*Exercise details:* Word for word, set down every line of the entries below from the line with "thibault-martinez, line 4: I" to the line with "Did a preliminary", including both, and no other line.

** Opening Data under study block **

PR #1450, opened 2022-12-14
Update python version and name

Thoralf-M:
Update python version and name, otherwise it's not used in the released package

### DIFF
--- a/client/bindings/python/Cargo.toml
+++ b/client/bindings/python/Cargo.toml
@@ -1,8 +1,8 @@
 [workspace]
 
 [package]
-name = "iota-client-python"
-version = "0.2.0-alpha.3"
+name = "iota-client"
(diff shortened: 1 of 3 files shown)


samuel-rufi (dismissed):

samuel-rufi (dismissed):

client/bindings/python/Cargo.toml
```diff
@@ -1,8 +1,8 @@
 [workspace]
 
 [package]
-name = "iota-client-python"
```
thibault-martinez, line 4: I would like to keep the name like that for consistency but we can merge for now and find a solution later. There is already an issue to sort these things out.

thibault-martinez (approved):

samuel-rufi (approved):

PR #11, opened 2018-02-03
Add first version of dutch translations

Rias500:
Did a preliminary translation of all fields, then I can see which translations are missing in the UI.


kjmartens:
Thank you! :)

PR #16, opened 2018-02-13
Fix #15 event ordering

### LINKED ISSUE #15: Adding new user throws  Undefined index: Freeform Pro

lenvanessen:
Fixed #15

### DIFF
--- a/src/Freeform.php
+++ b/src/Freeform.php
@@ -248,7 +248,10 @@ class Freeform extends Plugin
                         ],
                         self::PERMISSION_SETTINGS_ACCESS      => ['label' => self::t('Access Settings')],
                     ];
-                }
+                },
+                null,
+                false
+
             );
         }
 


gustavs-gutmanis:
@lenvanessen thanks for the PR.
I was wondering how could I test if this works as expected or not?  
I fixed the permissions problems by making the permission set use a static name for its key instead of a dynamic one, which was an oversight. And I get no more problems, and I was wondering if this PR is necessary once that's done.

lenvanessen:
Hi Gustavs,

My problem actually was related to 2 issues:
1. The $this->name is not the same as the identifier set by the non-pro version of the extension, thus resulting in an Identifier not found, this is fixed by the using the static var.
2. This issue still persists, I don't know why, maybe it's the order where the extensions are installed, but in my setup the event for the permissions is fired **before** the initial permissions are set by the non-pro version, thus it tries to merge an array that does not exists, resulting in the same issue. So by forcing the pro to append to the events, and the non-pro to not append, we make sure that the initial array is set first, before attempting to merge them into a new one.

gustavs-gutmanis:
Thanks for letting us know. I guess you might have installed pro before lite. No matter, I will make sure that whoever is initialized first is the one to set the permission block.
It will be fixed in the upcoming version.

lenvanessen:
I think you can close this as well: https://github.com/solspace/craft3-freeform-pro/pull/1

gustavs-gutmanis:
Yeah, thanks again!
I'm closing this PR since we'll use a bit different approach here.

PR #40, opened 2018-04-04
Fixed a bug where the Craft edition referenced no longer existed.

andris-sevcenko:


andris-sevcenko:
Seems to be moot now that the fixes are in. Also wrong now that I take another look. Should have been `>= \Craft::Pro`

PR #55, opened 2019-04-04
Add getTagAttributes() function to Form component

peterhicks:
This PR implements a getTagAttributes() onto the Form component.

Right now, you can't access the tag attributes on a form when accessing it programatically, such as thorough an event. As it is one of the simplest ways to store arbitrary data that is editable in the admin panel and theoretically accessible by both the front-end and back-end, it would make sense to make it accessible through the Form object like other attributes.


kjmartens:
Thanks! We'll have a developer review this soon. :)

kjmartens:
Will be available in Freeform v2.5.17 shortly

PR #57, opened 2019-08-02
Added german translations

sarahschuetz:


kjmartens:
@sarahschuetz Thanks for this! We'll add this to the next version of Freeform. :)

PR #58, opened 2019-08-14
Honeypot html validation

DiederikVanHoorebeke:
`aria-hidden="true"` was set twice


kjmartens:
@DiederikVanHoorebeke Thank you... this will be included in the next release. :)

PR #59, opened 2019-12-10
Allow reCAPTCHA keys to be set via environment variables

NRauh:
If a project is using the project config, the value of `recaptchaKey` and `recaptchaSecret` could be committed when it shouldn't.

These changes make it so the value could be something like `$RECAPTCHA_SECRET_KEY` and the value of the environment variable `RECAPTCHA_SECRET_KEY` would be used.

From testing this out I noticed that the ReCAPTCHA field needs to be readded to the form before using an environment variable, otherwise it will still use the literal value.

I don't believe this would cause any problem for users updating the plugin, since this is the current behavior. But it's something worth mentioning to users who want to switch.

Let me know if I missed any usages of `recaptchaKey` or `recaptchaSecret`.

Here are a couple links with more info

- https://docs.craftcms.com/v3/config/environments.html
- https://docs.craftcms.com/v3/extend/environmental-settings.html

### DIFF
--- a/src/Fields/RecaptchaField.php
+++ b/src/Fields/RecaptchaField.php
@@ -39,7 +39,7 @@ class RecaptchaField extends AbstractField implements NoStorageInterface, Single
         /** @var Settings $settings */
         $settings = Freeform::getInstance()->getSettings();
 
-        $key   = $settings->recaptchaKey;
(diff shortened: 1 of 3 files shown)


kjmartens:
Added this into v3.5.9, thank you!

PR #60, opened 2020-02-16
Fix Quick Export error

dreamseeker:
'freeform_export_settings' table will be empty after restoring with './craft restore/db' command.

So next time I open the 'Quick Export' modal, checkboxes in the field list do not appear.

This commit is a modified code to solve it.

- Craft CMS 3.4.5
- Freeform Pro 3.6.2


kjmartens:
Thanks @dreamseeker. We've added a similar fix into 3.6.4. :)

PR #61, opened 2020-03-02
Improve file upload security and information disclousure on error

darksaboteur:
The PR checks the files mime type (if supported by the server) and converts it to a file extension. If the mime type is not in the allowed extension list an error will be thrown.

For example this stops .txt files being renamed to .jpg to pass the simple extension check.

The other change in src/Services/FilesService.php returns a generic error to the user rather than potentially sensitive server information, in our case it was returning details AWS or local file filesystem details.


kjmartens:
Included for next release (3.6.6), thank you very much!

PR #63, opened 2020-03-20
array_key_exists is deprecated in PHP 7.4

incraigulous:
Note that you should also merge in https://github.com/solspace/craft3-freeform/pull/62 to completely solve the issue.


kjmartens:
Thanks! We'll tackle this for Freeform 3.6.7 shortly.

kjmartens:
Added in v3.6.7 :)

** Closing Data under study block **

*Result:*
thibault-martinez, line 4: I would like to keep the name like that for consistency but we can merge for now and find a solution later. There is already an issue to sort these things out.

thibault-martinez (approved):

samuel-rufi (approved):

PR #11, opened 2018-02-03
Add first version of dutch translations

Rias500:
Did a preliminary translation of all fields, then I can see which translations are missing in the UI.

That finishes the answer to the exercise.